- [Given entries]:
↓↓↓

PR #7350, opened 2020-06-16
removing jinja2 warning in default venv

gamuniz:
##### SUMMARY

Removing the misleading jinja2 warning thrown by ansible-inventory command.

##### ISSUE TYPE

 - Bugfix Pull Request

##### COMPONENT NAME

 - API

##### AWX VERSION

```
make VERSION 
awx: 12.0.0

```

##### ADDITIONAL INFORMATION

```

```

### DIFF
--- a/awx/main/utils/common.py
+++ b/awx/main/utils/common.py
@@ -178,7 +178,7 @@ def _get_ansible_version(ansible_path):
     '''
     try:
         proc = subprocess.Popen([ansible_path, '--version'],
-                                stdout=subprocess.PIPE)
+                                stdout=subprocess.PIPE, stderr=subprocess.PIPE)
         result = smart_str(proc.communicate()[0])
         return result.split('\n')[0].replace('ansible', '').strip()
     except Exception:


awx/main/utils/common.py
```diff
@@ -178,7 +178,7 @@ def _get_ansible_version(ansible_path):
     '''
     try:
         proc = subprocess.Popen([ansible_path, '--version'],
-                                stdout=subprocess.PIPE)
+                                stdout=subprocess.PIPE,sterr=subprocess.PIPE)
```
ryanpetrello: flake8 is probably gonna want a space after this `,`

ryanpetrello (approved):

ryanpetrello:
I want to test this a bit more - I'm a little concerned that by capturing stderr, we're going to fail parsing the ansible versions in some scenarios (i.e., is the version still on "line 0" of the combined stdout + stderr?)

ryanpetrello:
Yea, I don't know if this is the correct approach here - I'm worried about what other legitimate warnings something like this might cover up.

ryanpetrello (changes requested):
Talked some more to @gamuniz, I think I'm a 👎 on this approach.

↑↑↑

- [Task brief]: Write the entries again, exactly as they stand.

- [Result for this exercise]:
PR #7350, opened 2020-06-16
removing jinja2 warning in default venv

gamuniz:
##### SUMMARY

Removing the misleading jinja2 warning thrown by ansible-inventory command.

##### ISSUE TYPE

 - Bugfix Pull Request

##### COMPONENT NAME

 - API

##### AWX VERSION

```
make VERSION 
awx: 12.0.0

```

##### ADDITIONAL INFORMATION

```

```

### DIFF
--- a/awx/main/utils/common.py
+++ b/awx/main/utils/common.py
@@ -178,7 +178,7 @@ def _get_ansible_version(ansible_path):
     '''
     try:
         proc = subprocess.Popen([ansible_path, '--version'],
-                                stdout=subprocess.PIPE)
+                                stdout=subprocess.PIPE, stderr=subprocess.PIPE)
         result = smart_str(proc.communicate()[0])
         return result.split('\n')[0].replace('ansible', '').strip()
     except Exception:


awx/main/utils/common.py
```diff
@@ -178,7 +178,7 @@ def _get_ansible_version(ansible_path):
     '''
     try:
         proc = subprocess.Popen([ansible_path, '--version'],
-                                stdout=subprocess.PIPE)
+                                stdout=subprocess.PIPE,sterr=subprocess.PIPE)
```
ryanpetrello: flake8 is probably gonna want a space after this `,`

ryanpetrello (approved):

ryanpetrello:
I want to test this a bit more - I'm a little concerned that by capturing stderr, we're going to fail parsing the ansible versions in some scenarios (i.e., is the version still on "line 0" of the combined stdout + stderr?)

ryanpetrello:
Yea, I don't know if this is the correct approach here - I'm worried about what other legitimate warnings something like this might cover up.

ryanpetrello (changes requested):
Talked some more to @gamuniz, I think I'm a 👎 on this approach.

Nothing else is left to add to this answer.